The glove inflated? If so, that's a good indication that there's something wrong: the crankcase is directly vented to the compressor inlet pipe (slight vacuum) and to the intake manifold (moderate vacuum) so there shouldn't be any pressure in there at idle. The oil separator box (under the intake manifold) sometimes plug up with carbon - could be the problem right there. FCP sells the better, later style and they're cheap.
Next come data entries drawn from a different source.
PR #1087, opened 2019-08-14
hot fix on vue flask grid on mac

Tanya0609:
CoreTS supposes to combining files based on alphabetical order. When combining constant.py, it supports to insert an empty array, then inserts the value to this array.  However, coreTS did not follow the order it supposed to do. Thus, renaming one of the file reinforces the order and solves the issue.
 
Thanks @SahilTara for debugging to find the cause and coming up with this change.


templates/Web/_composition/Flask/Page.TheFlask.Grid.AddMerging/.template.config/template.json
```diff
@@ -0,0 +1,28 @@
+{
+  "author": "Microsoft Community",
+  "classifications": [
+    "Universal"
+  ],
+  "name": "Page.Flask.Grid.AddMerging",
```
streetcoder123: You need to change this to `Page.TheFlask.Grid.AddMerging`

streetcoder123 (changes requested):

templates/Web/_composition/Flask/Page.TheFlask.Grid.AddMerging/.template.config/template.json
Tanya0609: I was thinking that one too. Thanks for the catch! PR updated.

SahilTara (approved):

jasmingoh (commented):
Tested all Flask applications (with all pages) on Mac and Linux and they worked

jsondoo (approved):

streetcoder123 (approved):

annielovesjs (approved):

Issue #1111, opened 2019-08-19
Improve Azure Services experience based on user research feedback


xtinah-w:
![newAzureServicesFlow](https://user-images.githubusercontent.com/24245311/63288996-e70d9c80-c272-11e9-999a-56330676601b.png)
![azureServicesFlow-master](https://user-images.githubusercontent.com/24245311/63288560-df012d00-c271-11e9-9fc3-1d49082d5b37.png)
After conducting user testing with intermediate web app developers, the current existing design still doesn't fulfill the knowledge needed to feel confident in adding Azure services to our product. 

Our team has determined that the best way to handle this is through text and visual feedback via a video embedded into the wizard. We also believe a seamless wizard experience is necessary to reduce the friction from adding a service and to create a clear picture of the relationship between the Azure log in to add the Azure services by setting expectations (as shown in the log in/sign up modal) for the user.

### **Task List**

**Azure Sign In Page**
- [x] Create log in/create account modal - @Tanya0609 (#1121)
- [x] Re-route "Add Resource" button to payment modal - @Tanya0609 (#1137)

**Azure Signed In Page**
- [x] Make more apparent you are signed in (#1121)

**Azure Sign In/Signed In Page**
- [x] Add payment & time expectation - @jasmingoh (#1113)
- [x] ~Investigate how to add videos to the wizard~ - @jasmingoh
- [x] ~Create App Service video~
- [x] ~Create Cosmos DB video~
- [ ] Ensure responsiveness of page (reference: https://cloud.google.com/)
- [x] Add section where user is logged in (#1121)
- [x] Remove Azure Functions from preview mode - @jasmingoh (#1122)

**Log In/Create Account Modal**
- [x] Remove Azure Sign In Section - @Tanya0609  (#1137)
- [x] Create copy for log in/create account modal
- [x] Create dropdown behaviour for FAQ to set expectations for user (#1121)

**Azure Forms**
- [ ] If user selects, "Create New" for the subscription part, the entire wizard should be disabled apart from a single refresh function (with option to cancel) so that the user doesn't have to exit out of the form then add it back in
- [x] default "create a new resource group" option and hide resource group section in both forms, since the regular user flow is to put all services related to one project into the same resource group. Here we are creating a new project for them, and create a new resource group too, thus no need to provide "choose existing" option - @jasmingoh (#1117)
[...]

PR #1113, opened 2019-08-19
Azure - Add time and money expectation

jasmingoh:
This is required for #1111 (Add payment & time expectation)

**@xtinah-w's mock:**
image

**Before:**
image
image

**After:**
image
image


jcoc611-microsoft:
I'm guessing there is no Azure API for getting the current values of these offerings? If not, do we need to run this through CELA for approval?

src/client/src/mockData/azureServiceOptions.ts
```diff
@@ -160,6 +159,17 @@ export const servicesEnum = {
...
 };
 
+export const servicesExpectation = {
+  APP_SERVICE: {
+    price: "Free 30 Day Trial",
+    time: "Under 3 minute set-up time"
+  },
+  COSMOS_DB: {
+    price: "12 months of free access",
+    time: "Under 10 minutes set-up time"
```
jsondoo: should we localize these strings

ali-kha:
Probably should add aria labels and alt texts to the SVGs

jasmingoh:
@jcoc611-microsoft we will bring it up during our sponsor sync meeting tomorrow, thanks for pointing it out

src/client/src/types/option.d.ts
```diff
@@ -17,4 +17,6 @@ export interface IOption {
   unselectable?: boolean;
   isValidTitle?: boolean;
   author?: string;
+  expectedTime?: string | FM.MessageDescriptor;
+  expectedPrice?: string | FM.MessageDescriptor;
```
streetcoder123, line 21: What is FM.MessageDescriptor?

jasmingoh: oh, just look at line 4!

src/client/src/mockData/azureServiceOptions.ts
```diff
@@ -59,6 +59,14 @@ export const azureMessages = defineMessages({
     defaultMessage:
       "Connect your web app to a distributed database service to access and query data using SQL or MongoDB API."
   },
+  cosmosTimeExpectation: {
+    id: "cosmosDb.timeExpectation",
+    defaultMessage: "12 months of free access"
```
SahilTara, line 64: It's not 12 months of free access forever though right (see later sentence for explanation of what I mean)? And the free access has limits right? Ignoring everything I know about Azure, I think this message conveys that I can use as much of cosmos  possibly even 10 Gb-1 Tb of storage for free for 12 months, which I don't think is true. Also may convey that every time the user creates a new instance they get 12 month's free which I'm not sure is true either. Correct me if i'm wrong here. I think you should have some more clear wording for these things or an annotation saying that it's only free from the first instance's launch up to a certain point, also linking the hard limits per month if any.

jasmingoh:
@jcoc611-microsoft we've just talked to our sponsors about it. App Service has been offering the 30 day free trial for as long as they remember. As for Cosmos DB, I'll work with @xtinah-w to figure out better wordings such that it is not misleading. @SahilTara

Tanya0609:
cosmos-order

jasmingoh:
please don't review this first - still waiting for updated design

Oil in a turbo is pressure-fed, gravity-drained. High pressure oil is fed to the journal bearings and flows around both sides of the bearing, cusioning and steadying the turbine shaft. (Note: without oil pressure, the shaft feels wobbly and loose, even when brand new, though it DOES get worse with age.) On the turbine shaft, no polymer seal would stand the heat (nor would it be frictionless) so an oil slinger and a piston ring seal are used in an attempt at keeping the combustion gasses in the turbine side and the oil in the cartridge. (The compressor side includes a thrust bearing and a labyrinth seal, sometimes piston rings, but also a slinger and very occasionally a positive seal for turbos that might operate with significant vacuum on the compressor inlet). Piston ring seals have a gap, and therefore are pretty poor at sealing, so something's gotta flow somewhere... Ideally this is exhaust into the oil, which produces a frothy chocolate mixture that returns to the crankcase through a massive drain tube. It's important that the drain is large and exits above the level of the oil in the pan, because it's so frothy it takes a massive column of the stuff to push its way down into even a small amount of liquid oil, or to overcome crankcase pressure.
As you’re cruising down the highway, your engine is producing a sustained 40-60 hp and the turbo is happily doing nothing. The compressor bypass valve is open so the compressor isn’t demanding work from the turbine, and therefore the turbine isn’t creating much backpressure. It doesn’t take much crankcase pressure to overcome the turbine pressure at this point and if you’re having trouble venting the crankcase at idle, I wonder what it’s like on the highway? You MIGHT try disconnecting the vacuum hose from the compressor bypass valve and plugging it, as a trial on one highway trip – this would put load on the turbo and would increase the turbine pressure, and it might alter your oil consumption. If it does, you have a pretty good idea that you’ve got a crankcase ventilation problem.
EBR is Exhaust (to) Boost (pressure) Ratio. A good guideline for a street turbo is 2:1, meaning 2 psi exhaust backpressure for every 1 psi boost pressure. Really high horsepower cars have less than 2:1, and full out racing cars can sometimes achieve less than 1:1 and that REALLY makes power. Typical OEMs are closer to 3:1 or even higher, so that they can sell the buyer on instant torque and no lag, while sacrificing that gratifying top end. Bigger compressors also require more torque from the turbine, which means more backpressure.
The 12B compressor is smaller than the 13C which is smaller than a 15G. The 12B is paired to a TD05 turbine, which may or may not be bigger than the TD04 that the 13C is connected to. I’m pretty sure the wheel of the TD05 is larger than that of the TD04, but the nozzle area of the 04 might compensate for that. I think Mitsubishi turbos require more hands-on experience than I have because there’s a whole lot more to them than just the numbers and letters. Anyway, the 13C is a better choice than the 12B, a TD05-15G would be better yet (aside from the 90+ boltup issue), but Athal’s Garrett is a slam dunk.